TEXAS LOONEY LAW: CRIMINALS MUST GIVE THEIR INTENDED VICTIMS AT LEAST 24 HRS ADVANCED NOTICE, ORALLY OR IN WRITING, AND MUST INCLUDE AN EXPLANATION OF THE NATURE OF CRIME TO BE COMMITTED! NOW THAT OUGHT TO SAVE LAWYERS TIME!

Well, here we are in March already! And St. Paddy’s Day reminds us of the legendary Pot o’ Gold at the end of the rainbow

that anybody would be thrilled to find. But it's doubtful any self-respecting leprechaun would let anyone get their hands on it, even with the “luck o’ the Irish” on their side. So, in the meantime, we’ll just appreciate and enjoy the simple blessings we experience every day and consider those our ‘Pot o’ Gold’. As always, we count you among our blessings, and you are the best treasure we could ask for. That’s why I make every effort to keep up with new ideas and the introductions of hearing aid technologies and product features that will enhance your hearing experience.
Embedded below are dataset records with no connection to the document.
PR #1410, opened 2017-04-27
SONARJAVA-2262 cache hashcode in immutable objects used in collections

benzonico:


java-frontend/src/main/java/org/sonar/java/se/ExplodedGraph.java
```diff
@@ -139,6 +142,7 @@ private Edge(Node child, Node parent) {
       Preconditions.checkState(!Objects.equals(child, parent));
```
m-g-sonar: Maybe worth removing the call to `Objects.equals()` here too, as both child and parent can not be null.

PR #1413, opened 2017-04-28
SONARJAVA-2208 Split printf check

benzonico:


java-checks/src/main/java/org/sonar/java/checks/PrintfFailCheck.java
```diff
@@ -0,0 +1,245 @@
...
+        return;
+      }
+      verifyParameters(mit, args, params);
+    }
+  }
+  protected void handleMessageFormat(MethodInvocationTree mit, String formatString, List<ExpressionTree> args) {
+    String newFormatString = cleanupDoubleQuote(formatString);
+    Set<Integer> indexes = getMessageFormatIndexes(newFormatString);
+    List<ExpressionTree> newArgs = args;
+    if (newArgs.size() == 1) {
```
saberduck: Same as above, this argument handling could be shared between the checks.

java-checks/src/main/java/org/sonar/java/checks/PrintfMisuseCheck.java
```diff
@@ -0,0 +1,202 @@
...
+        return;
+      }
+      unusedArgs.remove(args.get(index));
+    }
+    reportUnusedArgs(mit, args, unusedArgs);
+  }
+
+  private void reportUnusedArgs(MethodInvocationTree mit, List<ExpressionTree> args, List<ExpressionTree> unusedArgs) {
+    for (ExpressionTree unusedArg : unusedArgs) {
+      int i = args.indexOf(unusedArg);
```
saberduck: Not related to the split, although this loop should be done with classic for-loop, if index is needed.

java-checks/src/main/java/org/sonar/java/checks/AbstractPrintfChecker.java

It is a top priority in my schedule to read professional publications featuring articles about what’s new in the industry, to search the websites dedicated exclusively to industry professionals, and to attend conventions and industry summits to learn about the never-ending research that brings new help to the hearing impaired. By keeping abreast of what’s on the horizon and what’s being introduced, we are able to stay prepared to help you when and how you need it. And I am really excited about some very intriguing new features that will be introduced in April. Keep your eyes open for our upcoming notices that will give you a heads-up on this exciting new concept! It’s a winner and has been worth waiting for!
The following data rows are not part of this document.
PR #1414, opened 2017-04-28
SONARJAVA-2232 Rewrite S1994 to only target for-loop increments being outside updates

m-g-sonar:


java-checks/src/main/java/org/sonar/java/checks/ForLoopIncrementAndUpdateCheck.java
```diff
@@ -48,41 +58,90 @@
...
 
-  private static Collection<Symbol> getUpdatedSymbols(ForStatementTree forStatementTree) {
+  private static String getMessage(Set<Symbol> updates) {
+    return String.format("Move the update of %s into this loop's update clause.", symbolNames(updates));
+  }
+
+  private static Collection<Symbol> symbolsFromConditionsNotUpdated(ForStatementTree forStatementTree) {
+    Collection<Symbol> conditionSymbols = getConditionSymbols(forStatementTree.condition());
+    Collection<Symbol> updateSymbols = getUpdatedSymbols(forStatementTree.update());
+    return conditionSymbols.stream().filter(s -> !updateSymbols.contains(s)).collect(Collectors.toSet());
```
benzonico: Use Collection.removeAll...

FUN FACT: THE CORRECT RESPONSE TO THE IRISH GREETING, “TOP O’ THE MORNIN’ TO YE” IS: “AND THE REST OF THE DAY TO YERSELF.”

MILLION DOLLAR MISTAKE! Everyone makes mistakes, and sometimes errors that can cost millions. But it’s a rare occasion to make mistakes that earn millions. Two such serendipitous goofs you may already know about are the potato chip and the ‘Slinky’ children’s toy. But here’s one I’d never heard before and it’s eaten by mega millions of people around the world every day! In 1902, the Kellogg brothers were searching for healthy foods to feed to patients at the Battle Creek Sanitarium in Michigan. The elder brother, John, was a doctor and superintendant of the sanitarium; Will Keith (“W.K.”) was a clerk. Inadvertently leaving some boiled grain on the stove one day, the brothers ran the dried out mixture through rollers, hoping to make it into dough. It turned into flakes instead and the resourceful duo decided to toast them. After much experimentation with various recipes, the infamous “Corn Flakes” were born, leading to the formation of the Kellogg company in 1906. The rest is history. Who knows? The next mistake you make may make you a millionaire! (Try saying THAT five times fast!)